La coquille et le clergyman (31', Germaine Dulac, 1927). Da una sceneggiatura di Antonin Artaud, una storia surreale di violento conflitto tra dogmatismo e istinto, in cui la conchiglia è l'anello di congiunzione tra le icone rituali (l'acquasantiera, le ali distese della colomba bianca) ed i richiami della carnalità (le coppe di un reggiseno). La messinscena è un sogno-incubo scatenato, nella mente di un sacerdote, dalla gelosia e dalla repressione sessuale; il simbolo religioso si trasfonde nel simbolo freudiano, l'allucinazione si fa interprete dei desideri inconfessabili, e la psicanalisi diventa così il frenetico e tartagliante teatro degli impulsi. Nelle immagini si riconosce un omaggio dell'autrice a Marcel Duchamp, di cui esse riprendono la predilezione per le forme circolari e la passione per il gioco degli scacchi.

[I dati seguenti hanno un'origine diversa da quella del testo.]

PR #456, opened 2025-06-07
Remove calls to `self.cluster.call_async()`

jacobtomlinson:
Currently the implementations of `VMInterface` call `self.cluster.call_async()` when they want to run a synchronous function. This reference to the parent cluster instance means that `VMInterface` instances can't exist outside of a cluster.

This PR adds a `VMInterface.call_async` method which encapsulates the call to `self.cluster.call_async()`. This allows others to override this method if they wish more easily.


jacobtomlinson:
Ah ok, can you open a new issue to track this?

PR #540, opened 2018-01-04
issue: 1247358 Fix crash when VMA could not resolve neighbour

liranoz12:


MohammadQurt:
I think the "m_val is not valid" check is an important part of fixing the issue. 
Thanks

PR #543, opened 2018-01-09
issue: 1261518 remove unneeded lock

rafiw:
Use the bufferPool lock instead of the stats lock


rafiw:
not important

Un chien andalou (15', Buñuel, 1929). Una storia dallo sviluppo spiazzante, che corrisponde ad una rivoluzionaria visione della vita: quest'ultima è continuità, che però non comporta, necessariamente, coerenza né evoluzione; né il rapporto causa-effetto è retto da leggi universali che ne spieghino la logica. Il senso, se c'è, è, semplicemente, un "nesso", un legame di contiguità non altrimenti definibile, ma non è un significato riconducibile a schemi generali. Il funzionamento del mondo non conosce regole, ma segue, come unico principio, quello della concatenazione degli eventi: raccontare una storia non è nient'altro che il processo di inanellare situazioni, senza alcuno scopo morale o razionale. Ciò è tanto più vero nel momento in cui la narrazione vuole farsi arte: non c'è, infatti, estro più grande ed imprevedibile di quello proveniente dal caso.
Le ballet mécanique (16', Fernand Léger, 1928) Primo film senza copione, nel quale, come si legge nel cartello introduttivo, "gli altoparlanti allontanano dallo schermo ogni possibilità di sogno". In quest'opera il cinema è ridotto a puro dinamismo visivo, senza significati metaforici né suggestioni simboliche, con un movimento che esclude il divenire: tutto è ripetizione ciclica, pulsazione, oscillazione, non c'è un prima e non c'è un dopo, ma soltanto una successione di istanti sempre uguali. Guardare questo film è come stare dentro la vita delle macchine, per le quali lo scorrere del tempo non è nient'altro che apparenza, perché tutto ciò che va ritorna indietro. La colonna sonora, fatta di squilli di sirene e ticchettii metallici, scandisce un agire ritmico che è solo coreografico, non produce novità ed è vuoto di storia: uno spettacolo sul quale gli occhi si posano sgranati e inespressivi, mentre la bocca si schiude in un sorriso che sembra tirato col filo sul volto di una marionetta. Questo cortometraggio, cui fa da cornice l'animazione di uno Charlot di cartone in versione dada, fu definito da Ejsenstejn un "capolavoro raro": ed in effetti è proprio in questa pellicola - che fa della balbuzie un'arte, e presenta la sconnessione dell'espressività e l'incapacità di articolare come un'eccentrica magia – che il cinema esalta la sua autonoma facoltà di incanto, slegata dalla sudditanza alle vicende umane.